DATA TO PROCESS
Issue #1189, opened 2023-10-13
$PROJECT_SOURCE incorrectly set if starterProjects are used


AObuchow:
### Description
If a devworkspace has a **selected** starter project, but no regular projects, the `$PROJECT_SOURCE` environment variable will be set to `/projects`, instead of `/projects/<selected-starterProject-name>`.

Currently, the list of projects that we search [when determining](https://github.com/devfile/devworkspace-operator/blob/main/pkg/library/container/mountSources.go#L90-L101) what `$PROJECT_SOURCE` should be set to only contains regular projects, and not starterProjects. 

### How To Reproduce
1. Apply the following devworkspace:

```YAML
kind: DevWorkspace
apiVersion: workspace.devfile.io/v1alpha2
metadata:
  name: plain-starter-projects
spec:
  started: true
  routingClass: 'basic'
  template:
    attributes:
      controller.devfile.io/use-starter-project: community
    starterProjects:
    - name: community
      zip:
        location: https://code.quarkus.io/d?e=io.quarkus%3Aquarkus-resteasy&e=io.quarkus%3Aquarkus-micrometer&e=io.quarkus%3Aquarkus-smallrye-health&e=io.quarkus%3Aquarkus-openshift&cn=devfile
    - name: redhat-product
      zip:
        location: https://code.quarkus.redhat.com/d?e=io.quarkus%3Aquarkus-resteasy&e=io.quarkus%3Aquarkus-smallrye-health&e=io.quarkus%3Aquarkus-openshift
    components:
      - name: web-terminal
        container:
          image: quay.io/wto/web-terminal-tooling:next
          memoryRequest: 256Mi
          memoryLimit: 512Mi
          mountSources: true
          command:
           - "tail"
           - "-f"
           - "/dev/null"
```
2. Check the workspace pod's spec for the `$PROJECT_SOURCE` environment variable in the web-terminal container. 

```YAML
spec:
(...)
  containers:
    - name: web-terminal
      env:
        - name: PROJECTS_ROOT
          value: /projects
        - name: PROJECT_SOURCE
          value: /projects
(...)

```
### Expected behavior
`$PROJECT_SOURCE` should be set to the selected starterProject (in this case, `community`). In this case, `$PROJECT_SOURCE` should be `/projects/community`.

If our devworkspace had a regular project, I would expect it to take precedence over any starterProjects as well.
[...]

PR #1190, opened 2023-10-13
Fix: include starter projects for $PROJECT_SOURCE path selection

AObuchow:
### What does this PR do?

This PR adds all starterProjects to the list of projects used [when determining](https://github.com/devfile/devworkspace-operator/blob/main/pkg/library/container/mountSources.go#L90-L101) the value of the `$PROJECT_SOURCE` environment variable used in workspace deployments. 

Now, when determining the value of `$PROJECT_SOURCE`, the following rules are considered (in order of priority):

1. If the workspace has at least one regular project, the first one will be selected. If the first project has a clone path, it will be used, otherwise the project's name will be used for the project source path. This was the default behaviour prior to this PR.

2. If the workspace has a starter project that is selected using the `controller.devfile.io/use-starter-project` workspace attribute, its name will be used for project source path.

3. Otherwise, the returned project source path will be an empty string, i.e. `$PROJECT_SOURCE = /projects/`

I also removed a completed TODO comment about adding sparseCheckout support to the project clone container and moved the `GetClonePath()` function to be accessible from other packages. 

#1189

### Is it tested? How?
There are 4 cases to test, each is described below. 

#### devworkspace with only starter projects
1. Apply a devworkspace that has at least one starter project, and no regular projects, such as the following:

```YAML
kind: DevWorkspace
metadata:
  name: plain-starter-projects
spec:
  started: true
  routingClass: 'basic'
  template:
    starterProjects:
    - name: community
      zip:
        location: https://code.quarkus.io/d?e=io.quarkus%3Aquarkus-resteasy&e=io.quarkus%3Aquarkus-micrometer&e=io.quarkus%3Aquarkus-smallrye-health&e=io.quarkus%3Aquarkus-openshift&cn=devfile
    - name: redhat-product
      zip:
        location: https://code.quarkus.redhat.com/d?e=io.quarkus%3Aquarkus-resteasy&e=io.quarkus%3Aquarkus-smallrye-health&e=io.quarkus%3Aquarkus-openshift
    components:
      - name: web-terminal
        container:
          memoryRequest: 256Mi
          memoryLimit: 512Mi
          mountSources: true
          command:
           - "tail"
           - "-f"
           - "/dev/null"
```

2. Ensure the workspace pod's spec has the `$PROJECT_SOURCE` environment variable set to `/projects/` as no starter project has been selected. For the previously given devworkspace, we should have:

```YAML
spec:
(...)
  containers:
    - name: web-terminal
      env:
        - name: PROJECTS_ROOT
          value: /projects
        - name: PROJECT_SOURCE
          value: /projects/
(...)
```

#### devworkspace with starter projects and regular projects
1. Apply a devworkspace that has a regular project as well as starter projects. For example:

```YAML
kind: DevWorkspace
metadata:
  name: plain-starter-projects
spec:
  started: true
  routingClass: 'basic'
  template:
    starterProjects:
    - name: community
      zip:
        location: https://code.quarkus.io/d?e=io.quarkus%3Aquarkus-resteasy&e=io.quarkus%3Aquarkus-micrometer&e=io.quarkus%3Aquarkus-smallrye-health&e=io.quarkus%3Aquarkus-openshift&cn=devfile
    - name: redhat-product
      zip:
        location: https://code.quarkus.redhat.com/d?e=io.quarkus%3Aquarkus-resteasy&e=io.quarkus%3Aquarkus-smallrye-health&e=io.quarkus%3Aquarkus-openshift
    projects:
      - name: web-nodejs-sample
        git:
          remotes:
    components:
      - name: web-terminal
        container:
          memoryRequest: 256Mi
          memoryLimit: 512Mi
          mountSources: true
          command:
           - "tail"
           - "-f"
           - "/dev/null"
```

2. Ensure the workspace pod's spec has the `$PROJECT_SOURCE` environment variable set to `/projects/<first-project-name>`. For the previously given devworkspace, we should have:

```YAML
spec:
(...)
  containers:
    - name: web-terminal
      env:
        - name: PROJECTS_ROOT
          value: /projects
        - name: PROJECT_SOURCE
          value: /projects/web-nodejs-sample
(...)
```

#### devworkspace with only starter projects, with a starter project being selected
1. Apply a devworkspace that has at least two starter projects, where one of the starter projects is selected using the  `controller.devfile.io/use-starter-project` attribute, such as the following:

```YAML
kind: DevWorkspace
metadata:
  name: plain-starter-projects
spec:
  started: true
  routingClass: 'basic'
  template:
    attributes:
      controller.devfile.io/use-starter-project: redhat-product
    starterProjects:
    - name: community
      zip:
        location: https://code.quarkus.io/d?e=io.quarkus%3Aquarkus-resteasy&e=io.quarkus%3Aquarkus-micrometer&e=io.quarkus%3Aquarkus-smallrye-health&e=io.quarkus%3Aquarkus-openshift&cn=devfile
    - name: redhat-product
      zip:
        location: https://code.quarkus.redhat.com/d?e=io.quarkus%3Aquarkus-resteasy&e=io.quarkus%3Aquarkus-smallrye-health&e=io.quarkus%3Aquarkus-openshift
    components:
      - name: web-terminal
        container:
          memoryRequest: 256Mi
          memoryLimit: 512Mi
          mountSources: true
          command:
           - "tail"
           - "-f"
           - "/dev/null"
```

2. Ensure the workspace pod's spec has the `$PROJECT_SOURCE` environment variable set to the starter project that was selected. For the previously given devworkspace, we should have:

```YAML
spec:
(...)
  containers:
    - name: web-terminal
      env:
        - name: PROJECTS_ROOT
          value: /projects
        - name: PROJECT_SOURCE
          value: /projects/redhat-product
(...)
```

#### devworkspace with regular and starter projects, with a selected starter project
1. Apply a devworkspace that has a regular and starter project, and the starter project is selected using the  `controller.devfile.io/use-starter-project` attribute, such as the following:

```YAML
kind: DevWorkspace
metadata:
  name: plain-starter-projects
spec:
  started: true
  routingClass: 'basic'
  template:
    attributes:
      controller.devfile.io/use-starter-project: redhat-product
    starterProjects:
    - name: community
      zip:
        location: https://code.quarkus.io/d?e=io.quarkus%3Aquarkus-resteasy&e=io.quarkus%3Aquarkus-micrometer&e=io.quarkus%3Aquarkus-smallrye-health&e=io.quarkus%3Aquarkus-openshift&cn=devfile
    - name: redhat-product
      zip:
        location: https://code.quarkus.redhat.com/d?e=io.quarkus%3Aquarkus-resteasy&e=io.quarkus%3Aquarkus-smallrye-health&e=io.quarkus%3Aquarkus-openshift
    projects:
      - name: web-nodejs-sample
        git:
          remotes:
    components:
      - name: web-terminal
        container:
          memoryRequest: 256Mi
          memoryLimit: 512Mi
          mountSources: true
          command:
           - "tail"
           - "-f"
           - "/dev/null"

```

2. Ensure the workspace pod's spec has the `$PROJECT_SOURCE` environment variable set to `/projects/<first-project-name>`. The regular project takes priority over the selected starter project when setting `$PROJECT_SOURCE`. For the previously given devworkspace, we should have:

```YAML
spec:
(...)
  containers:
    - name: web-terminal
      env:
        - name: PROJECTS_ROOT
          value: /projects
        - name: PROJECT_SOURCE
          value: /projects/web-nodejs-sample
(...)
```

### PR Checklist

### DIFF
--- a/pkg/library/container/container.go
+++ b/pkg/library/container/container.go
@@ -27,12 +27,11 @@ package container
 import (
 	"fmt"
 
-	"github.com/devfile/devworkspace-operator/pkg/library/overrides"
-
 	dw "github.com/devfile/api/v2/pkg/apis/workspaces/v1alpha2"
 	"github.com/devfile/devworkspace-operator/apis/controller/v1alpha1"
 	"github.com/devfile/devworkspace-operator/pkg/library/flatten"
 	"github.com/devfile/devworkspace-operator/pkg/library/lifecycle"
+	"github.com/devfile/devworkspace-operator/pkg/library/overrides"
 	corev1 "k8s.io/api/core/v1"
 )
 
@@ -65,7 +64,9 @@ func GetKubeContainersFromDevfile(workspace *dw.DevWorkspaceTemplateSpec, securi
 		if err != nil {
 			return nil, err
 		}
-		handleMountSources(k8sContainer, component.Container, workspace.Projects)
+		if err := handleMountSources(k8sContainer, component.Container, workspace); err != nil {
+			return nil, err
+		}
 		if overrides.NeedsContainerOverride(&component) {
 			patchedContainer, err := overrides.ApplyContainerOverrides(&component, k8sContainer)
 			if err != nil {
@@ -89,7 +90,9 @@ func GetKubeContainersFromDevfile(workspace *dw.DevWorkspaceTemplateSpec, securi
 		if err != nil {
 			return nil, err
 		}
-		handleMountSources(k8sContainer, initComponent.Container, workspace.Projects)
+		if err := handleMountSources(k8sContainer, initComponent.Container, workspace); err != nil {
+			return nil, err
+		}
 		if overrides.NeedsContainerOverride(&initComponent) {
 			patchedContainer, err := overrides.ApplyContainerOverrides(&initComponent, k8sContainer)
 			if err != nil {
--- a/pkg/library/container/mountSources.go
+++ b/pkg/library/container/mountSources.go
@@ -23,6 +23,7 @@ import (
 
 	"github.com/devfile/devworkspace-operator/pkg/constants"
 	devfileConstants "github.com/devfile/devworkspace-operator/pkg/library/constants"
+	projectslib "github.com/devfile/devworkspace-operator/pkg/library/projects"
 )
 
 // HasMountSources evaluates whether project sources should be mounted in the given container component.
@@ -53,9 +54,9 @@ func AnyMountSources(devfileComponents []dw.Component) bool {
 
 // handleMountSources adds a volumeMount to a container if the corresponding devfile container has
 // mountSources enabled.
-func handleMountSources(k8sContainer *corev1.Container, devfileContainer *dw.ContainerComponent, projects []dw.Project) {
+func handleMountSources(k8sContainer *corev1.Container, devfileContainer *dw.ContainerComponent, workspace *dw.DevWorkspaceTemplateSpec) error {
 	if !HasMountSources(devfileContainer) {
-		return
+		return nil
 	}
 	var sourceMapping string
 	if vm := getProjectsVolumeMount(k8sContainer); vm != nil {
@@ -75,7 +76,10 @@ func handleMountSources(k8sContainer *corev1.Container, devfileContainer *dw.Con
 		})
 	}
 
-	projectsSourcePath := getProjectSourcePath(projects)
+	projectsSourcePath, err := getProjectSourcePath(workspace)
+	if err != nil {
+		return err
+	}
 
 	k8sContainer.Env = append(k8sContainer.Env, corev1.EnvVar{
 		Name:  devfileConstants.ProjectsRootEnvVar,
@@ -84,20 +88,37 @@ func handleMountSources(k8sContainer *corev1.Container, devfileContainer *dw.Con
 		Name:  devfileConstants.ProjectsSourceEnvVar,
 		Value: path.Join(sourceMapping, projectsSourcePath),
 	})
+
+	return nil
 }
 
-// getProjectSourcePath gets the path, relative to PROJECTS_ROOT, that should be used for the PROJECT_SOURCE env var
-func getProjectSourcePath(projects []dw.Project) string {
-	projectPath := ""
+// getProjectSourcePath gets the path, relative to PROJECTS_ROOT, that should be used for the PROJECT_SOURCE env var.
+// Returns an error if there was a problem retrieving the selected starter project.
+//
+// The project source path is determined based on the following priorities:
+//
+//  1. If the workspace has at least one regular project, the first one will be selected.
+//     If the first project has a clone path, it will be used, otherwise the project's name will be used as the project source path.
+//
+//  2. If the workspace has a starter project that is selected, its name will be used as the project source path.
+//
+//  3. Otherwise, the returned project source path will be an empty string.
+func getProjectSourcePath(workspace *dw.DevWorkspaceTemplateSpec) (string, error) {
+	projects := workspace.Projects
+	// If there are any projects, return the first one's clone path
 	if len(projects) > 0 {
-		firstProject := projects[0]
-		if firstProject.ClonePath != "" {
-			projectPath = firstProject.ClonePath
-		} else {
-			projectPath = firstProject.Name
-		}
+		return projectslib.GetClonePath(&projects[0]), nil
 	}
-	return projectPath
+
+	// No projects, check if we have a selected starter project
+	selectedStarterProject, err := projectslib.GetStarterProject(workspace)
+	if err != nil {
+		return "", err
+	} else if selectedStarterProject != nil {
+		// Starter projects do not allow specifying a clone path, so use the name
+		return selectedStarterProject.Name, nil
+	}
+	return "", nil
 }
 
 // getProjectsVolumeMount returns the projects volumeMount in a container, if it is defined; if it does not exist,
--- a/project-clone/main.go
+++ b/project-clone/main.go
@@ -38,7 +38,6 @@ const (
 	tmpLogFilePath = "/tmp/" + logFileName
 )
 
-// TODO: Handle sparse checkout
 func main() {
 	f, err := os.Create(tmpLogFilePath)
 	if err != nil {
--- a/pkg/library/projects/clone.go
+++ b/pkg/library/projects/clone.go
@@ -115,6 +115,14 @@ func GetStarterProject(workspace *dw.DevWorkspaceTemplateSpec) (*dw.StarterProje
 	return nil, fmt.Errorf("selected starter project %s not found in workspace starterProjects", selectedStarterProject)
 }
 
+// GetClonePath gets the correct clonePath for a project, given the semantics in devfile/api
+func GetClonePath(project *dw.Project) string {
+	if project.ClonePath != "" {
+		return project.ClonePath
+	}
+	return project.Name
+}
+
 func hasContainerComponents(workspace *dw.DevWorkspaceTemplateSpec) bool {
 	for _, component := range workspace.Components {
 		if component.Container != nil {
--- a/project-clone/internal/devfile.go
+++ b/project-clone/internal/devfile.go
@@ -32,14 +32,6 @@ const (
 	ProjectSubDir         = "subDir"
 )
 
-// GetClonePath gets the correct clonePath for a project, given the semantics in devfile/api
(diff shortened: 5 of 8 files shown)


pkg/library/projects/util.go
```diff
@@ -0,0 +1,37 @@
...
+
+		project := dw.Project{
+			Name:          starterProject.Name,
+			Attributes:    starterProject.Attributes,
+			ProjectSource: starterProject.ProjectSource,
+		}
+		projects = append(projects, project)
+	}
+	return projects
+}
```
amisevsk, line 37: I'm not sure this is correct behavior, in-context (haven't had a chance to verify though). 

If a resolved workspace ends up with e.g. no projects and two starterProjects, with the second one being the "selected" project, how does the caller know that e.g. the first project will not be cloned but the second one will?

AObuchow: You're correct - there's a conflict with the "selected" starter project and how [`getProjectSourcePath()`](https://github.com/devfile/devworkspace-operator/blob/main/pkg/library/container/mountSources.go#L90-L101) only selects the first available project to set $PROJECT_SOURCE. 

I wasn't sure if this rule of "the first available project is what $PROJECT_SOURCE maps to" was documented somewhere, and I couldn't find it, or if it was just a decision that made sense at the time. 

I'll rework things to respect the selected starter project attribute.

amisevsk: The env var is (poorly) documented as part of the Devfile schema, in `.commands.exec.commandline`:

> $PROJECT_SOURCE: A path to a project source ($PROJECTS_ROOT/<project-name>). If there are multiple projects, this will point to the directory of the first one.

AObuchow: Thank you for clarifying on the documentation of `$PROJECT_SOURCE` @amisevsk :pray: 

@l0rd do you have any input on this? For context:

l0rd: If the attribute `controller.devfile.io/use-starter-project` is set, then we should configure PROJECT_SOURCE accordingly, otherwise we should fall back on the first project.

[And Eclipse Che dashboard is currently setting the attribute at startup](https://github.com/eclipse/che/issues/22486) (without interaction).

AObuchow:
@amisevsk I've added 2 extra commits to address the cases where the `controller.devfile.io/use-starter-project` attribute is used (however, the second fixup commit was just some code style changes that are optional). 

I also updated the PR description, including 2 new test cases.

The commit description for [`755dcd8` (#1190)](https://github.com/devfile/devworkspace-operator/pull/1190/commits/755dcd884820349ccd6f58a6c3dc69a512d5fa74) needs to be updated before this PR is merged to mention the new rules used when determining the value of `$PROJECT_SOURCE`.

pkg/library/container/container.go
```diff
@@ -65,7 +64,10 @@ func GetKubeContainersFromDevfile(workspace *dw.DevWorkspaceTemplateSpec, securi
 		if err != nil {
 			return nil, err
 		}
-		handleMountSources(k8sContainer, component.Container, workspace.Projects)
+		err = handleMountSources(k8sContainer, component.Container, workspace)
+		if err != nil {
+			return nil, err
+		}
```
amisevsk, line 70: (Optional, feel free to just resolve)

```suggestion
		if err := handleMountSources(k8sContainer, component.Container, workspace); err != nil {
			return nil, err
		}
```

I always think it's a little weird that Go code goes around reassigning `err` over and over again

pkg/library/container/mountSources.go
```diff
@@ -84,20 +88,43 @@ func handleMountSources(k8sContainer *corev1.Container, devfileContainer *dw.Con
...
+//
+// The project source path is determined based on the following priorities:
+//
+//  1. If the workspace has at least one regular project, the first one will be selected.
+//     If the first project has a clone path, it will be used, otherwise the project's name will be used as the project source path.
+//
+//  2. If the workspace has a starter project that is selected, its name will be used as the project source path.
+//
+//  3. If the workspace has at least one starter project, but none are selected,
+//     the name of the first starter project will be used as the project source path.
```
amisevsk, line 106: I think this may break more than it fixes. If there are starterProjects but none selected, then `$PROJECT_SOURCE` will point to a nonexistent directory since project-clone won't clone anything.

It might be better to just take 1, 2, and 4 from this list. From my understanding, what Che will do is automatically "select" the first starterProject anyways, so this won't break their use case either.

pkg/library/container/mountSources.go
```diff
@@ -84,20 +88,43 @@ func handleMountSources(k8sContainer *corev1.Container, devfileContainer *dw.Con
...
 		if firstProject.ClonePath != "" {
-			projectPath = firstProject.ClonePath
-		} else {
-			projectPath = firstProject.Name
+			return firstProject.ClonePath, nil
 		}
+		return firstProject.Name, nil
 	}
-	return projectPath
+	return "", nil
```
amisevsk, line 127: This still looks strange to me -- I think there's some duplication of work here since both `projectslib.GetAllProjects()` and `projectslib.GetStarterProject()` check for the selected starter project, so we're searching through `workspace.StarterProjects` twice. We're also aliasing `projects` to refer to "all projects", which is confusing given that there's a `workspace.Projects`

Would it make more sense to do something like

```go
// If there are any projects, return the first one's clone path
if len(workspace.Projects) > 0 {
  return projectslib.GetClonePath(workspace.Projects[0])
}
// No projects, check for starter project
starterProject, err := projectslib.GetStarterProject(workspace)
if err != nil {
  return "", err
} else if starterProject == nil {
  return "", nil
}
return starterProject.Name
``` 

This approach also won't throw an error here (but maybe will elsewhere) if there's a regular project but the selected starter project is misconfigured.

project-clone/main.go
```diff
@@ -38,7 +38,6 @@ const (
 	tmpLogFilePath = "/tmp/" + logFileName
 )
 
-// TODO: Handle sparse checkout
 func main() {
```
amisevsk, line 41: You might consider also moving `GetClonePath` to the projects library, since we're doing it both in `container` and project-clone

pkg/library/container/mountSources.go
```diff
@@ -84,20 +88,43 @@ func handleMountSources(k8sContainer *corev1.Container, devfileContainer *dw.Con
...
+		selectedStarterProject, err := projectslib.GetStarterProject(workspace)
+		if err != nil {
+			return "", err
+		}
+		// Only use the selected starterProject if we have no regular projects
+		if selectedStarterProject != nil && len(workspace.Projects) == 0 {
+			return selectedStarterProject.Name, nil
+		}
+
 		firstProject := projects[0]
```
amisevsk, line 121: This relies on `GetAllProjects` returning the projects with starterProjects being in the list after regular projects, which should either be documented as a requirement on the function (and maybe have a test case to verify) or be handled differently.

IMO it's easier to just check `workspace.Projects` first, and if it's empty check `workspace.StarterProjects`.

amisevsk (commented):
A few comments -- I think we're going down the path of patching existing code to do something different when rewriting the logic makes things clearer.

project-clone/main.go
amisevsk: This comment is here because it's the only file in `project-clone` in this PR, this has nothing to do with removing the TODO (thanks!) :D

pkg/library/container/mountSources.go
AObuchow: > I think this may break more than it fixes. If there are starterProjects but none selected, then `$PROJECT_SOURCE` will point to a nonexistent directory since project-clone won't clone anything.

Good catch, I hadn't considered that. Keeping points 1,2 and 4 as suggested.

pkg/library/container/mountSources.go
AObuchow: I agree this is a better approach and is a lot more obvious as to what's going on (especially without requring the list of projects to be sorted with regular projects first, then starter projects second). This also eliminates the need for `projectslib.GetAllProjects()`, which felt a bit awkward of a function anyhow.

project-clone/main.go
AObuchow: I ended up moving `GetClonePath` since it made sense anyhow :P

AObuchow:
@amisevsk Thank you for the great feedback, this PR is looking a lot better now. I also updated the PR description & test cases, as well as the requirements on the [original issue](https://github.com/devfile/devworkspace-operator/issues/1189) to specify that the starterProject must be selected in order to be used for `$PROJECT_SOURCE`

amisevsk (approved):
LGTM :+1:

WHAT YOU HAVE TO DO
Begin at the top of the listing above and set down each line exactly. Stop after the line that contains "### Description".

EXERCISE SOLUTION
Issue #1189, opened 2023-10-13
$PROJECT_SOURCE incorrectly set if starterProjects are used


AObuchow:
### Description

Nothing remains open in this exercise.